_Aim of the exercise:_
Report how many lines in the entries below have the word "code" in them, and give no other words.

==== Records shown

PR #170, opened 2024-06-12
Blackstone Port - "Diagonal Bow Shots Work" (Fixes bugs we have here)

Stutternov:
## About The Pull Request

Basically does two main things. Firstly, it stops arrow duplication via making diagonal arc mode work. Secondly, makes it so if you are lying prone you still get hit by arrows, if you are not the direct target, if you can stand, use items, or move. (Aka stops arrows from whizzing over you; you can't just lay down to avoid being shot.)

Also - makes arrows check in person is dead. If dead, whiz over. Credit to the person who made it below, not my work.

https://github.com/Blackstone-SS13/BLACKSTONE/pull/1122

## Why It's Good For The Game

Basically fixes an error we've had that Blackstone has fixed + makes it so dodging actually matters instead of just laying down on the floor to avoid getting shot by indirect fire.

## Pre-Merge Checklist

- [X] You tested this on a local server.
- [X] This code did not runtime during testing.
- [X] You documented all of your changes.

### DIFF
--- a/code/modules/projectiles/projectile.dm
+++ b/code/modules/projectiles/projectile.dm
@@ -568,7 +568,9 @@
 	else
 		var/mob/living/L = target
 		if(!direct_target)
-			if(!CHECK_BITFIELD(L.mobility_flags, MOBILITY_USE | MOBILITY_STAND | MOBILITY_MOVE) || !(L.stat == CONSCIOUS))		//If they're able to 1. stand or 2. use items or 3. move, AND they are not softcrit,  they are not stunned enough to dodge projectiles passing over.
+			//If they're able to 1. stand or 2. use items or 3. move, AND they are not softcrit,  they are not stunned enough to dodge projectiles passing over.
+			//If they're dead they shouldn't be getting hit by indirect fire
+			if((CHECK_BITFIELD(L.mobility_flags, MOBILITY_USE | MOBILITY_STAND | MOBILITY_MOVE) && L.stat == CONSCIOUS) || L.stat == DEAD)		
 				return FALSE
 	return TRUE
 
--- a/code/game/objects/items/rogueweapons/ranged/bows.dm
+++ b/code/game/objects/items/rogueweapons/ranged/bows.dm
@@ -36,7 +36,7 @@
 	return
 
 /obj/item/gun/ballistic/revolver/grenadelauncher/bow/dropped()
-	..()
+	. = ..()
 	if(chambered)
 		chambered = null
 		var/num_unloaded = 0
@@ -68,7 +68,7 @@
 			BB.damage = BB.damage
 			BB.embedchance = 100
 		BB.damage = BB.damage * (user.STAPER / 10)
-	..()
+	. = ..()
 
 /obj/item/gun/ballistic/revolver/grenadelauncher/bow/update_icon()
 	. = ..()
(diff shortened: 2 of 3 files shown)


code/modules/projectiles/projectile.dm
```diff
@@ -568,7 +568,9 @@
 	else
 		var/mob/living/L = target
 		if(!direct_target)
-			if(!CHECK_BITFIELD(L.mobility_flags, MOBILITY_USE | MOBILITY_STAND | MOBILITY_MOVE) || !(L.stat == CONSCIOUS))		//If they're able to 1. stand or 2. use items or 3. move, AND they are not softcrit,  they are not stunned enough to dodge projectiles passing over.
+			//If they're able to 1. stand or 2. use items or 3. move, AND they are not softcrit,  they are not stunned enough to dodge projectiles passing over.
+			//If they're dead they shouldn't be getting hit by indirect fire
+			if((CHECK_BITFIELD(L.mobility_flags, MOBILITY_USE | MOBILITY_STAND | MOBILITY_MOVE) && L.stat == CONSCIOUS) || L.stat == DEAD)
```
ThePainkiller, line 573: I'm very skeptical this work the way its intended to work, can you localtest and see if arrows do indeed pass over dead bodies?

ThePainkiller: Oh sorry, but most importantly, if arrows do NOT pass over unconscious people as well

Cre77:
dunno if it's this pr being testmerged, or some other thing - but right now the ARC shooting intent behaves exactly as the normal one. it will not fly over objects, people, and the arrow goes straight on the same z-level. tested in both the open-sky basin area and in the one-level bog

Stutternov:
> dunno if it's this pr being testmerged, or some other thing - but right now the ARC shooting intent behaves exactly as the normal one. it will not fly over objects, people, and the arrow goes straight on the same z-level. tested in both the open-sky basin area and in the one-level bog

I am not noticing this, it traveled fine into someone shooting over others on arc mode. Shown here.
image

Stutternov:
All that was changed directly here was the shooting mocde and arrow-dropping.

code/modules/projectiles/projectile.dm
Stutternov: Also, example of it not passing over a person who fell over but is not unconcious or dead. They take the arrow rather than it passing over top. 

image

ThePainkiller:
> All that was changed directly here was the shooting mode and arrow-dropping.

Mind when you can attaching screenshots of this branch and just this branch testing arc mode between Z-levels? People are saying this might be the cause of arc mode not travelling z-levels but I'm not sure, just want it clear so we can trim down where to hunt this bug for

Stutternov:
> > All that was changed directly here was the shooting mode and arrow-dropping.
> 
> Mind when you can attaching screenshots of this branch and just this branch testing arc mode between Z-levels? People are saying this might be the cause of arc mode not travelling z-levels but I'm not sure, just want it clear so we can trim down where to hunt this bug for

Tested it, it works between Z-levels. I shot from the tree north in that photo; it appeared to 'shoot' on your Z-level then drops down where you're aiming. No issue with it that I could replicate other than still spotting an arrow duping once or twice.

========
==== Records shown

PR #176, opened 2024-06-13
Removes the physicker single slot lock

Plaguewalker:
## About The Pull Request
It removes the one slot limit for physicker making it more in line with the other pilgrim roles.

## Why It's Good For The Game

========

_Response area:_
7